START PROVIDED DATA

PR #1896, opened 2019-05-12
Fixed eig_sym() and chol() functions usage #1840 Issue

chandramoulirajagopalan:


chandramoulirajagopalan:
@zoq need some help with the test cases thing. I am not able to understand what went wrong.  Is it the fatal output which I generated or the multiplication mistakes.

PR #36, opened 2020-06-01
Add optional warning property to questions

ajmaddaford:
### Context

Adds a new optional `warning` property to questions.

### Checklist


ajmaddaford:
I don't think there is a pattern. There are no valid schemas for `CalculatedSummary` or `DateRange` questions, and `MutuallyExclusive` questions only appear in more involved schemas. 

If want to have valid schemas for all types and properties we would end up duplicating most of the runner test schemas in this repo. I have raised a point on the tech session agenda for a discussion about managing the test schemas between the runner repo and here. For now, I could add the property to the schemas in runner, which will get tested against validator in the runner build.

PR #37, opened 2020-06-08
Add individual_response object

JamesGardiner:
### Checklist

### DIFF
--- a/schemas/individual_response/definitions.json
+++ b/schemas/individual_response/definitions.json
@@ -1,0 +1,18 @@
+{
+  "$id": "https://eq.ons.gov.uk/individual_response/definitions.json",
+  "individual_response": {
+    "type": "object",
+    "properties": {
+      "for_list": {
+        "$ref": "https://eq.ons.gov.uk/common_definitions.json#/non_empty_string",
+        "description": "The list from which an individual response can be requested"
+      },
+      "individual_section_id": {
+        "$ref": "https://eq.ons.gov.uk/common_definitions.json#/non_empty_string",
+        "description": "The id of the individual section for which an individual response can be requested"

END PROVIDED DATA
START PROVIDED DATA

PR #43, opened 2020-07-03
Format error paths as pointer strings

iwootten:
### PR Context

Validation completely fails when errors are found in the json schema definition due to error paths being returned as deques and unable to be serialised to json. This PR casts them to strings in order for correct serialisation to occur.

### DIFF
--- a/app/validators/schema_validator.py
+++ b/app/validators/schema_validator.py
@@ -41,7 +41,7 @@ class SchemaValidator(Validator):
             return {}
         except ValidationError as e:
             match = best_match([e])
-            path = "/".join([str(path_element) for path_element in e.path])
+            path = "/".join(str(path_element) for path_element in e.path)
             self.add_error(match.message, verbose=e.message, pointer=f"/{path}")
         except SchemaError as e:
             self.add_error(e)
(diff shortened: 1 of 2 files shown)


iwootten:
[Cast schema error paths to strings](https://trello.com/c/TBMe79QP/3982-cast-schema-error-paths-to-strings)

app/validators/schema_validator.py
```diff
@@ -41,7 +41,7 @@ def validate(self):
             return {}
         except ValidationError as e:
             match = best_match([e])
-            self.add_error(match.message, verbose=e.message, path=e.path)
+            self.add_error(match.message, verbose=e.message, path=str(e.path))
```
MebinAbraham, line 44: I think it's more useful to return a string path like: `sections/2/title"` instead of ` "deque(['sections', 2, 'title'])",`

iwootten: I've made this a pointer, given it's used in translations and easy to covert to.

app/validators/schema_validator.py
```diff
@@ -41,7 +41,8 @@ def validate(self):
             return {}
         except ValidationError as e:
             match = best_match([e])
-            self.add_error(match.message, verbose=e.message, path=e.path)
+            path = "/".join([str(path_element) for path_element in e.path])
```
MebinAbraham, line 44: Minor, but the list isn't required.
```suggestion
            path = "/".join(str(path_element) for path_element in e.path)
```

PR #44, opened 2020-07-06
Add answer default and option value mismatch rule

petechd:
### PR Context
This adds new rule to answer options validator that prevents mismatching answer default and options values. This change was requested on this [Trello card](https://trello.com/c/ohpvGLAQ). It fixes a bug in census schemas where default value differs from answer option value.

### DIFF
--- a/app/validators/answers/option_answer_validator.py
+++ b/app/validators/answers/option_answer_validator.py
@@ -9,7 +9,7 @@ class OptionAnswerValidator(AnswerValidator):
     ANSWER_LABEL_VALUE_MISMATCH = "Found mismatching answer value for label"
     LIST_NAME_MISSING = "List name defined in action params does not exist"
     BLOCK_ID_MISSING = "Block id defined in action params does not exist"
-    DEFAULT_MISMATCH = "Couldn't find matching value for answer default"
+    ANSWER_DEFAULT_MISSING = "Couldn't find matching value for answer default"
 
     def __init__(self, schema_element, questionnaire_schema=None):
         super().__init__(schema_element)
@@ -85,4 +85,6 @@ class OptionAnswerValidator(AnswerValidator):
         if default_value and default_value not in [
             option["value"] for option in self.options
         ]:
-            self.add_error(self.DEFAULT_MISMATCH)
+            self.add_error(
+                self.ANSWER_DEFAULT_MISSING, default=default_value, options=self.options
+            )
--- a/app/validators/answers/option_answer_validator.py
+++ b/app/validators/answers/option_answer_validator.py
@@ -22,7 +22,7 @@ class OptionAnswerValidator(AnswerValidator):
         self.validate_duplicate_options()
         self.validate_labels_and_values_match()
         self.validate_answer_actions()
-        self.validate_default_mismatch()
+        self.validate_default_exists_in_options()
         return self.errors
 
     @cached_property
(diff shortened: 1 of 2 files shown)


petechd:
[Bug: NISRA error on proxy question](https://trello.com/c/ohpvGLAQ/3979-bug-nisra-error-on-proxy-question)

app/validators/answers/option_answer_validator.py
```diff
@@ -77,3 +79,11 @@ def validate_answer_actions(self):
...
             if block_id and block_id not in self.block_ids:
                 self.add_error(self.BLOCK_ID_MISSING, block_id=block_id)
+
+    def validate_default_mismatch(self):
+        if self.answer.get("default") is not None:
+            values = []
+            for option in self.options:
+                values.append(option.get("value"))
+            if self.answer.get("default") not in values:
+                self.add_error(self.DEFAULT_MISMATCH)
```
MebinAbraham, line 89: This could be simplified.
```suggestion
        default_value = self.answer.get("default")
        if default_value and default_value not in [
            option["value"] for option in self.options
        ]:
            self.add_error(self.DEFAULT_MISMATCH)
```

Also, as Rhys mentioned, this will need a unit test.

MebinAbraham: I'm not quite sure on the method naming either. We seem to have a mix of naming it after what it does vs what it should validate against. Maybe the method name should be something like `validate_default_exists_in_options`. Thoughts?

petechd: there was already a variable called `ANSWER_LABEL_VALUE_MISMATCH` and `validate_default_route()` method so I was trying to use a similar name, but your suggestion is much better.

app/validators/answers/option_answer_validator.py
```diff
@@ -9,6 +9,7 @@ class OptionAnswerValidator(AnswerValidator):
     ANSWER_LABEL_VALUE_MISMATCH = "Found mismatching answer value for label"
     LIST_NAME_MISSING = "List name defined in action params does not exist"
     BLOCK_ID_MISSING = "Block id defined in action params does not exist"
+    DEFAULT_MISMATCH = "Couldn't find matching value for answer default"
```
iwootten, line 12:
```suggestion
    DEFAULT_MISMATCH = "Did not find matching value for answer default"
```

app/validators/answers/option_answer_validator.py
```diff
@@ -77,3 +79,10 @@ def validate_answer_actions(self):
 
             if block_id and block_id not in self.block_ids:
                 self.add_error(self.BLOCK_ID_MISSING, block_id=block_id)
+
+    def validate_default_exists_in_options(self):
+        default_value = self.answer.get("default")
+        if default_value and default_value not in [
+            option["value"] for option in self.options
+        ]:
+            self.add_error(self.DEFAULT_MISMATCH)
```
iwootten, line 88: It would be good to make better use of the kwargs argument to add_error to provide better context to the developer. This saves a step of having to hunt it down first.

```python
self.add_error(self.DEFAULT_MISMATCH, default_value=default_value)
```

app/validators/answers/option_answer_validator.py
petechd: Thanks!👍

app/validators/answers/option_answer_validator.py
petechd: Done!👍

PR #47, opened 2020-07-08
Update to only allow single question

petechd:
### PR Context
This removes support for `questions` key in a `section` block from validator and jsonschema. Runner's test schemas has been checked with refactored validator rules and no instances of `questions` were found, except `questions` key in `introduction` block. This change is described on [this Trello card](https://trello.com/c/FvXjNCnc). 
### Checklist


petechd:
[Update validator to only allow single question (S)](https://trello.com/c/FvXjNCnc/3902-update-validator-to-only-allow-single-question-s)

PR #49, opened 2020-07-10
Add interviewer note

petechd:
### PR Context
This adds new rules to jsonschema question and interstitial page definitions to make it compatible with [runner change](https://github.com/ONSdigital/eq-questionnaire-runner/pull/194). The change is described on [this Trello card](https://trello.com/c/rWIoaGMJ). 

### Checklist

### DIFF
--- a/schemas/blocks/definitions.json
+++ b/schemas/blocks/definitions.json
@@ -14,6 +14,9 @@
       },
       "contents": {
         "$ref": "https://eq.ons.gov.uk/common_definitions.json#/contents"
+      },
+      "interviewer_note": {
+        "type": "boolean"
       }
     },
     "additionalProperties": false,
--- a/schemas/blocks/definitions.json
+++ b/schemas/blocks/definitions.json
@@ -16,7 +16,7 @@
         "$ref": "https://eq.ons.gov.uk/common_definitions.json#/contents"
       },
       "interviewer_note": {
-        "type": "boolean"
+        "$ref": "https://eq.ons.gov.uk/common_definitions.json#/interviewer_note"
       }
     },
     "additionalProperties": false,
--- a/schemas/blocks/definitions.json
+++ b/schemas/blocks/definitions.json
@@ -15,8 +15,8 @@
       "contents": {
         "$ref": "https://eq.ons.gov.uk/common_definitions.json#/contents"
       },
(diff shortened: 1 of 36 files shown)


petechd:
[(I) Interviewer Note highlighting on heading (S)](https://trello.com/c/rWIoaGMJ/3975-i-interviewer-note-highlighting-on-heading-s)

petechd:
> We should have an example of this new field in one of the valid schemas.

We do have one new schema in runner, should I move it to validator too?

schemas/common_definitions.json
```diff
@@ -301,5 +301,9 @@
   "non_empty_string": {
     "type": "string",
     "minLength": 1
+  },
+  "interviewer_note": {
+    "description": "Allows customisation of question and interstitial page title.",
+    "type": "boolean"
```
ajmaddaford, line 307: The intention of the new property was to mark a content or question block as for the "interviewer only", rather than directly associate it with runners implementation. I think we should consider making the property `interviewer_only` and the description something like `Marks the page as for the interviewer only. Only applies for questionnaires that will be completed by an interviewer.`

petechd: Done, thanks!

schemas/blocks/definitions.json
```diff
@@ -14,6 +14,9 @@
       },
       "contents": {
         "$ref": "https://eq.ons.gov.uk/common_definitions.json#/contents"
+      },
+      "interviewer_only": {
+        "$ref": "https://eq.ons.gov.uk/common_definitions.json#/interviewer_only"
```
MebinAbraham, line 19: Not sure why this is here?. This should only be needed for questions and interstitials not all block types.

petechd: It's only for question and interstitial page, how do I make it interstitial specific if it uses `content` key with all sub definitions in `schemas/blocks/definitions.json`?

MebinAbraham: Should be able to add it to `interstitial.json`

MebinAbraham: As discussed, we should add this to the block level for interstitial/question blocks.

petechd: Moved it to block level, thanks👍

END PROVIDED DATA
START PROVIDED DATA

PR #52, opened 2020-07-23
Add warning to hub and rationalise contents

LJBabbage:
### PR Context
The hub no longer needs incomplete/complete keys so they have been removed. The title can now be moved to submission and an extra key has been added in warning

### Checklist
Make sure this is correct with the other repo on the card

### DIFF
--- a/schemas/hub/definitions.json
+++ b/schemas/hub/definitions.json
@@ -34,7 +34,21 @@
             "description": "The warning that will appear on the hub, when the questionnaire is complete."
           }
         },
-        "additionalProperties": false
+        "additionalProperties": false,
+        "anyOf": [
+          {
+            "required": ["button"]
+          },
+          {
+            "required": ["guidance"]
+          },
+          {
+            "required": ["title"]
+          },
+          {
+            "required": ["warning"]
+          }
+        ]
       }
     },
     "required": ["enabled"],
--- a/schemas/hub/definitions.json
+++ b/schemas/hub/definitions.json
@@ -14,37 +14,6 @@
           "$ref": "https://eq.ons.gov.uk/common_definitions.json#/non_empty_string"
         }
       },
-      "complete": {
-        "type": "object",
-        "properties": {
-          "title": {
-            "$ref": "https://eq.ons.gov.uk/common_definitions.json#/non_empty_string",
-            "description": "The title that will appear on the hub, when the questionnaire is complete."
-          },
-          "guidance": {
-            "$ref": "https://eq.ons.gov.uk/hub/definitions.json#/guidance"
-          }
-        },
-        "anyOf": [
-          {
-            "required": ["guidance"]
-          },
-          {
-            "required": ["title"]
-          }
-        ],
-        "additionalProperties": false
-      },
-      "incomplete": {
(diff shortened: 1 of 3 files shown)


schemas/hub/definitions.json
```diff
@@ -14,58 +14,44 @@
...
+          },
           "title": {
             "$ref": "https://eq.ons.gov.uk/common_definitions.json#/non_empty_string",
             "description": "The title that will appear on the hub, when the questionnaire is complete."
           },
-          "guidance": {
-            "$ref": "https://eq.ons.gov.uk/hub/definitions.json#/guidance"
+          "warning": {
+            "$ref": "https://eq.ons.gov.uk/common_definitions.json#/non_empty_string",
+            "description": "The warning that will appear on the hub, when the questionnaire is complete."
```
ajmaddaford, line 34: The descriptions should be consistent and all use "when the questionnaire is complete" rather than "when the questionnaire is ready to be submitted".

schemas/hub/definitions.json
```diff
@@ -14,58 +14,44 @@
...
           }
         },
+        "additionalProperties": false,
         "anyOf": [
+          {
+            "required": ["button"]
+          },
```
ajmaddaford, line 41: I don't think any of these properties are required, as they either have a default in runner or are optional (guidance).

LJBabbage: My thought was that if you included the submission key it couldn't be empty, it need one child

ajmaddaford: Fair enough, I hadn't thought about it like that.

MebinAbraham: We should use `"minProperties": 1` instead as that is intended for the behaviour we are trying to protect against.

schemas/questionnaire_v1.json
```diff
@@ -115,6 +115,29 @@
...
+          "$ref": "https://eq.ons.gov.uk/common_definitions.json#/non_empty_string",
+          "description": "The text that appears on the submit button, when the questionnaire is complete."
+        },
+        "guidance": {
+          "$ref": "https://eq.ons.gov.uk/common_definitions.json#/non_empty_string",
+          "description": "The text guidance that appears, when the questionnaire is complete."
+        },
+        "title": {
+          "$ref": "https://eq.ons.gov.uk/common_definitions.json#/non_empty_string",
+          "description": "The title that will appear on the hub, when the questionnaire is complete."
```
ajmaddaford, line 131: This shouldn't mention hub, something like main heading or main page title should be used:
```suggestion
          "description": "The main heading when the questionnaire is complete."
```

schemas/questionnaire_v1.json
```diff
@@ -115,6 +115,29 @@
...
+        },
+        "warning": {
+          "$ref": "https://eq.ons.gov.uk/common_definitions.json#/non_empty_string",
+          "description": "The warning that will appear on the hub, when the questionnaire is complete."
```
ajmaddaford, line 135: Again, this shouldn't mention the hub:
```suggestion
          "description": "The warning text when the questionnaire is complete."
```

END PROVIDED DATA

*YOUR ASSIGNMENT*
Among the lines of the data above, find those with the word "object" and show them.

*SOLUTION FOR THIS EXERCISE*
Add individual_response object
+    "type": "object",
-        "type": "object",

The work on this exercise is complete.